__EXERCISE DESCRIPTION__
All lines in the entries below that hold "belbiad" make up the answer.

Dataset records
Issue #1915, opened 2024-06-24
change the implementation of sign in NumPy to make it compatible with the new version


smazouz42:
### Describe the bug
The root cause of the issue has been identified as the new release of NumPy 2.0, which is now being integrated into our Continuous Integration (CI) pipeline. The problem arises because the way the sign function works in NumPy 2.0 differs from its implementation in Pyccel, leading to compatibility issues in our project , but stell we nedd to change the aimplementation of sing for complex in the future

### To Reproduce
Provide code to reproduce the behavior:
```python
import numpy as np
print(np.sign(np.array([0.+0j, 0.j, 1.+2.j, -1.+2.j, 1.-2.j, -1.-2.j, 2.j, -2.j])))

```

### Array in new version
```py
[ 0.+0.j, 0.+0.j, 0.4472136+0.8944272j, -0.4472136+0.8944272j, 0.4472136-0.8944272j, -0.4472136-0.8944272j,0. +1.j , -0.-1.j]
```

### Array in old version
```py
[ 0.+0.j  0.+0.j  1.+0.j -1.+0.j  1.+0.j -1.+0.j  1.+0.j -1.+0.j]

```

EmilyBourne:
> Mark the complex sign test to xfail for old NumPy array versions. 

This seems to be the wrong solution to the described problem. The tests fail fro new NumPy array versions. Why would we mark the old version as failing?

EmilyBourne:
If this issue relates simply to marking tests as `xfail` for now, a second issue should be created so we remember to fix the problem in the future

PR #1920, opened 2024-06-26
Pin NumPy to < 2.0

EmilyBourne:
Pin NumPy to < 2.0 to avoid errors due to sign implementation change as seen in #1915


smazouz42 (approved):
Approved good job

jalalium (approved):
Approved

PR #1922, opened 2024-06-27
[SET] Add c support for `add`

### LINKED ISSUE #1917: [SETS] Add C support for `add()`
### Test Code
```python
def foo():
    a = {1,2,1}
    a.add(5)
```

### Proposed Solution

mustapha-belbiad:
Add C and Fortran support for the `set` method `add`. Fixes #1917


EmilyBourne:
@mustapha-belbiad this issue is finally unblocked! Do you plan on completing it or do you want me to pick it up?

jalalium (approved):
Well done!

__ANSWER TO THE EXERCISE__
mustapha-belbiad:
@mustapha-belbiad this issue is finally unblocked! Do you plan on completing it or do you want me to pick it up?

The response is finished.